Ben Galleto with the 36.15 lb. king mackerel that earned the “Par-Five” fishing team the Top Spot in the Jolly Mon King Classic.

A lack of live bait didn’t ultimately prove a problem for Robert Galleto and the “Par-Five” fishing team, as the 36.15 lb. king mackerel they weighed at the Ocean Isle Fishing Center in the 2014 Yellowfin/Yamaha Jolly Mon King Classic handily topped the event’s leaderboard and earned Galleto and his sons Ben and Rob the win.

“We tried to find some live baits on the beach for the first hour,” Galleto explained, “and we couldn’t. So we stopped at a couple places we know to try and jig some baits, but that didn’t work either so we decided to go with dead cigar minnows.”

The trio, fishing aboard a 26’ Bertram center console, hadn’t done any pre-fishing for the tournament, but got an idea of where they didn’t want to be out of reports from the previous week.

“We knew that the last weekend and week there had been a bunch of small fish at the Shark Hole, so we didn’t want to go there,” said Galleto.

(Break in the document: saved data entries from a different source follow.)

PR #1286, opened 2023-05-15
Version string comparison

tinahollygb:
### Features and Changes

This is an alternative to this solution: https://github.com/growthbook/growthbook/pull/1282 

It was requested that the implementation be around 100 bytes and the initial implementation was around 610 bytes. The original version enforces a valid semantic version while this newer approach is more flexible, allowing any string to be compared, splitting the string into segments on the dot and dash characters, and comparing each segment alphanumerically, while padding digit-only segments so they can be compared as strings. This also means that a version comparison like `v1.2.3 == 1-2.3` is true since it treats `.` and `-` characters the same.

Co-authored by @jdorn 

- Closes https://github.com/growthbook/growthbook/issues/672

### Dependencies

n/a

### Testing

See the tests and the operators.

PR #2828, opened 2024-08-01
fix(type-error): fix misleading compatible version suggestions

Hephaest:
#### Backgrounds
Our mobile engineers created a new attribute and selected the Version string. Unfortunately, this didn't work even though we're in minimum SDK requirements(JavaScript & Node.js). **The worst thing is this bug can CRASH our app!**
image

image

I spent some time investigating the root cause and realized the tooltip hint is misleading... That's why I raised the PR and hope you guys can help merge it as soon as possible, to avoid any future damage to other businesses.

#### Context
Since our mobile product is based on React Native and uses Redux Saga under the hook, `@growthbook/growthbook` has become a more flexible SDK for us to integrate with.

### Dependencies

None

### Testing

- Step 1: install `@growthbook/growthbook` as `0.27.0`
- Step 2: create a new string attribute called 'mobileVersion' and select the `Version String`
- Step 3: Enable the rule on test environment
- Step 4: do not set this attribute on the codebase
- Step 5: load and evaluate your feature flag on the local server as normal

### Screenshots
My PR's UT test results:
image

Bugfix result:
image


packages/shared/src/sdk-versioning/sdk-versions/javascript.json
```diff
@@ -33,15 +33,15 @@
     },
     {
       "version": "0.30.0",
-      "capabilities": ["visualEditorDragDrop"]
+      "capabilities": ["semverTargeting", "visualEditorDragDrop"]
```
Hephaest, line 36: `semverTargeting` is only safe to use when the SDK version is `0.30.0` or above.

This is the original commit in `0.27.0` that crashes our app: https://github.com/growthbook/growthbook/pull/1286/files

And later it's fixed in `0.30.0`: https://github.com/growthbook/growthbook/pull/1286/files

Hephaest: Hi @jdorn Thanks to the reply! 

As you said "as long as the attribute is passed into the SDK", but old version app has been publish to app stores and they can't pass this new attribute so they crashed (as screenshot is shown), that's why I found this is quite serious. From my understanding, the minimum version should still meet **everyone**'s basic needs, not just most of the users. Otherwise, it's still misleading, right?

In addition, I don't think updating the changelog can make a difference. Not every engineer will read changelog, they probably just trust this UI tip instead! 😂

But I respect your decision, if you still think this is not a risk I will close the PR.

Hephaest: Dude, I think you miss the mobile case:
image

React Native use `@growthbook/growthbook` under the hook, so this is not a edge case.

The anglers made their first stop of the day at Christina’s Ledge after committing to the dead bait plan, but it proved as productive as their efforts at finding bait.

“We fished there for about an hour and nothing,” the winning captain continued.

Packing it in at the ledge, they moved offshore to the Jungle where they finally found some action.

“We caught a small mackerel almost immediately,” Galleto recalled, “and three more right after that.”

With a quartet of small kings, the anglers again began to talk about heading for a fresh spot, but decided to stick it out.

“We figured if there were small fish there that maybe there would be a big one,” said Galleto.

Soon after they got a strike on a naked cigar minnow trolled long and Ben Galleto grabbed the rod. Their fifth fish at the Jungle proved to be the one that counted, although the crew didn’t realize it at the time.

“It acted funny in the beginning,” Galleto explained. “It made a little run and stopped and then ran back to the boat. We’d caught some sharks there, too, and thought it might be another one.”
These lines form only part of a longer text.